How do I extract audio from a video file?
Use the Video to MP3 converter. Upload your video file (MP4, AVI, MOV, or other supported formats), and the tool extracts and delivers the audio track as an MP3 file. No video editing software is needed.
What is the difference between MP3, WAV, and FLAC?
MP3 is lossy — it removes some audio data to keep file sizes small, making it ideal for sharing and maximum device compatibility. WAV is uncompressed — it preserves every detail of the recording at the cost of large file sizes, making it the standard for professional editing and production. FLAC is losslessly compressed — it keeps all audio quality at about 50–60% smaller than WAV, making it ideal for archiving and high-quality listening. Convert to MP3 for distribution and compatibility; keep WAV or FLAC for anything that needs editing or archival.
Why won't my M4A file play on my Windows PC or car stereo?
M4A is Apple's audio format, and compatibility outside Apple devices and software is inconsistent. Windows Media Player historically requires additional codecs to play M4A. Older car stereos and many non-Apple media players don't recognize the format at all. Converting to MP3 using the M4A to MP3 converter gives you a file that plays on every device without exception.
Does converting MP3 to WAV improve audio quality?
No. When you convert MP3 to WAV, you get a larger file in WAV format, but the audio quality is still limited by what was in the original MP3. WAV is uncompressed, but that doesn't restore audio data that was removed when the MP3 was first encoded. Converting to WAV is useful for technical compatibility with software that requires WAV input, not for quality improvement.
What are AMR files and why don't they play on my computer?
AMR (Adaptive Multi-Rate) is an audio format used for phone call recordings, Android voice memos, and voice recordings from older Nokia handsets. It was designed specifically for voice audio at low file sizes, not for general music or media playback. It has very limited support outside the telephony systems that generate it. The AMR to MP3 converter converts AMR recordings to universally compatible MP3.
Can I convert FLAC to MP3 without losing all the quality?
Converting FLAC to MP3 does involve quality loss because MP3 is a lossy format. However, at higher bitrates (256kbps or 320kbps), the difference is inaudible to most listeners in normal listening conditions. The FLAC to MP3 converter handles the conversion at quality settings that preserve as much of the original audio as the MP3 format allows. The practical reason to do this is compatibility — FLAC has inconsistent support on car stereos, older devices, and portable players, while MP3 plays everywhere.
What is slowed and reverb and how do I create it?
Slowed and reverb is an audio style that reduces playback speed and adds a reverb (room echo) effect, creating a slower, dreamier atmospheric version of the original track. It's popular in lo-fi music, social media content, ambient playlists, and mood-based editing. The Slowed and Reverb Generator applies both effects automatically to any uploaded audio file.

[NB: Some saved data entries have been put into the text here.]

PR #1779, opened 2025-04-03
26984 namex emailer bug

EPortman:
## Description of Changes

This PR addresses an issue in the `ReportResource._get_instruction_group` method in NameX API, which determines feature flags and the decision tree for the emailer. Specifically, it fixes the `_is_magic_link` method so it correctly handles request actions beyond the two originally supported (`NEW` and `MVE`).

### Code Changes
- **API**  
  - **Bug Fix**: Updated `_is_magic_link` to use a default empty list when the `request_action` key is missing from `magic_link_list`. This ensures the method always returns a boolean instead of raising an error.  
  - **Context**: Previously, `magic_link_list.get(request_action)` returned `None` for unrecognized actions, leading to `legal_type in None`, which caused the `TypeError`, which was getting caught [here](https://github.com/bcgov/namex/blob/main/services/emailer/src/namex_emailer/email_processors/nr_result.py#L131) leading to a response object to be returned and ultimately a error when trying to iterate the response object [here](https://github.com/bcgov/namex/blob/main/services/emailer/src/namex_emailer/resources/worker.py#L74)

- **Emailer**  
  - **Dependency Update**: Updated the emailer to reference the new API commit that includes this bug fix.  
  - **Logging Improvements**: Added additional logging to aid in debugging.

**It is important to NOT Squash and Merge this PR as the first commit hash created here is needed and squashing it will combine the two into a new commit hash.**


services/emailer/poetry.lock
```diff
@@ -1754,7 +1754,7 @@ zipp = "^3.8.1"
 type = "git"
 url = "https://github.com/bcgov/namex.git"
 reference = "HEAD"
-resolved_reference = "6574bf53d46c90fc2def969663f13ca0eacc05fe"
+resolved_reference = "8399615407ad6e0d5601957f61cd2d59c972bbc2"
```
EPortman, line 1757: This is telling the emailer to install the API at this commit: `26984: fix is_magic_link method in api for emailer`

services/emailer/src/namex_emailer/email_processors/nr_result.py
```diff
@@ -128,6 +130,7 @@ def email_report(email_info: SimpleCloudEvent):
         email['content']['attachments'] = attachments
         return email
     except Exception as err:
+        structured_log(request, "ERROR", f"Error retrieving the report: {traceback.format_exc()}")
```
EPortman, line 133: This prints the error stack trace when something goes wrong in the logic flow.

api/namex/resources/name_requests/report_resource.py
```diff
@@ -291,7 +291,7 @@ def _is_magic_link(legal_type, request_action):
             'NEW': ['CR', 'UL', 'CC'],
             'MVE': ['CR', 'UL', 'CC']
         }
-        return legal_type in magic_link_list.get(request_action)
+        return legal_type in magic_link_list.get(request_action, [])
```
EPortman, line 294: Fixes a type error when request_action is neither `NEW` nor `MVE`.

eve-git (approved):
LGTM

severinbeauvais (commented):
I have reviewed this. Good find. Thanks!

PR #1794, opened 2025-04-22
26088 - Added Optional filters params for search

Rajandeep98:
*Issue #, if available:* bcgov/entity/issues/26088
*Description of changes:*
added filters for search


eve-git (approved):
LGTM, please update api version

eve-git (approved):

api/namex/resources/requests.py
```diff
@@ -485,11 +485,23 @@ def _get_next_set_from_solr(solr_query, start, rows):
...
+
+        # Add the state filter if 'state' is provided
+        if state:
+            q = q.filter(RequestDAO.stateCd.in_(state))
+
+        # Add the nr_name filter if 'nr_name' is provided
+        if nr_name:
+            q = q.filter(RequestDAO.nameSearch.ilike(f'%{nr_name}%'))
+            
+        q = q.options(
```
severinbeauvais, line 504: For comparison, what's the response time of the old code (with "options" as part of the query)?

I see in your screenshot that the new call took 704 ms, which seems kind of slow...?

severinbeauvais (commented):
LGTM. Please test thoroughly so this doesn't break the existing feature.

Also, are you leaving it to Auth API to figure out the pagination, or can those parameters be passed into here?

We're going to have to think about how to combine NR results and business results. I'm thinking, if page size is, say 100, that this call would return up to 100 results and the Legal API call would return up to 100 results. Thoughts?

JazzarKarim (approved):
Looks good.

Rajandeep98:
for now, pagination can be implemented on auth side

severinbeauvais:
> for now, pagination can be implemented on auth side

I think pagination on this side would result in a large efficiency/speed improvement, especially when no filters are used. What do you think? Is there a design/plan for combining NRs and businesses into a single page?

EPortman (approved):

Issue #2277, opened 2023-07-17
Add prow OWNERS file to pingcap/tidb repo to control approving for important scopes


wuhuizuo:

wuhuizuo:
Add new commit to solve the parent dir option when no `.*` filter configurated.

Ref: 
- https://github.com/kubernetes/test-infra/pull/29970

PR #2280, opened 2023-07-18
feat(tidb): add notify presubmit job for tidb

wuhuizuo:
only notify when the monitor files changed.

Ref: #2277


purelind (approved):
/lgtm

PR #2304, opened 2023-07-25
feat(tiproxy): tidb test add more tiproxy ci

purelind:
Add more tiproxy releated ci on tidb-test


pipelines/pingcap/tidb-test/latest/pull_tiproxy_ruby_orm_test.groovy
```diff
@@ -0,0 +1,127 @@
...
+                                }
+                            }
+                        }
+                        post{
+                            failure {
+                                script {
+                                    println "Test failed, archive the log"
+                                }
+                            }
+                        }
```
wuhuizuo, line 121: I think it's no need.

PR #2306, opened 2023-07-25
fix(tidb): adjust pipeline dependency cache

purelind:
Optimize pipeline cache logic.


purelind:
test passed  https://do.pingcap.net/jenkins/blue/organizations/jenkins/pingcap%2Ftidb%2Fmerged_integration_jdbc_test/detail/merged_integration_jdbc_test/1748/pipeline/260/

PR #2320, opened 2023-07-28
chore(tiflash): use specify node to reduce the probability of 5000 timeout issues

purelind:
use specify node to reduce the probability of 5000 timeout issues


purelind:
test link  https://ci.pingcap.net/job/tiflash-build-common/28299/console

PR #2317, opened 2023-07-27
feat: update GCR tag by plan

lijie0123:
# Why:
fix [#2314](https://github.com/PingCAP-QE/ci/issues/2314)
according to `GCR 镜像命名RFC `

PR #2321, opened 2023-07-28
fix: recover pipeline start at

lijie0123:
Why:
- fix PipelineStartAt unintended removed introduced by [#2317](https://github.com/PingCAP-QE/ci/pull/2317)


purelind (approved):
/lgtm

PR #2323, opened 2023-07-30
fix(tidb-test): fix s3 cache src code error

purelind:
fix s3 cache src code error.


purelind:
test passed https://do.pingcap.net/jenkins/job/pingcap/job/tidb-test/job/ghpr_common_test/48/console

PR #2350, opened 2023-08-10
feat(pd): update go version to 1.21

purelind:
pd master update go version to 1.21.

Ref  https://github.com/tikv/pd/issues/6923


purelind:
Ref  https://github.com/tikv/pd/pull/6924

PR #2359, opened 2023-08-16
fix(build): fix build dm multi branch fail

purelind:
* fix build dm multi-branch task fail caused by changes in file paths.
* remove arm64 binary build.


purelind:
test passed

How do I merge multiple audio files into one?
Use the Audio Joiner. Upload the files you want to combine, arrange them in the order they should appear, and download the merged result as a single continuous audio file. Useful for combining podcast segments, joining music tracks, assembling narration takes, or building audio from multiple recordings.
Can I convert AVI video files to MP4 without video editing software?
Yes. The AVI to MP4 converter converts AVI video files to MP4 directly in your browser. MP4 is the current standard format accepted by YouTube, social media platforms, mobile devices, and modern video players. AVI is an older format with large file sizes and inconsistent support on current platforms.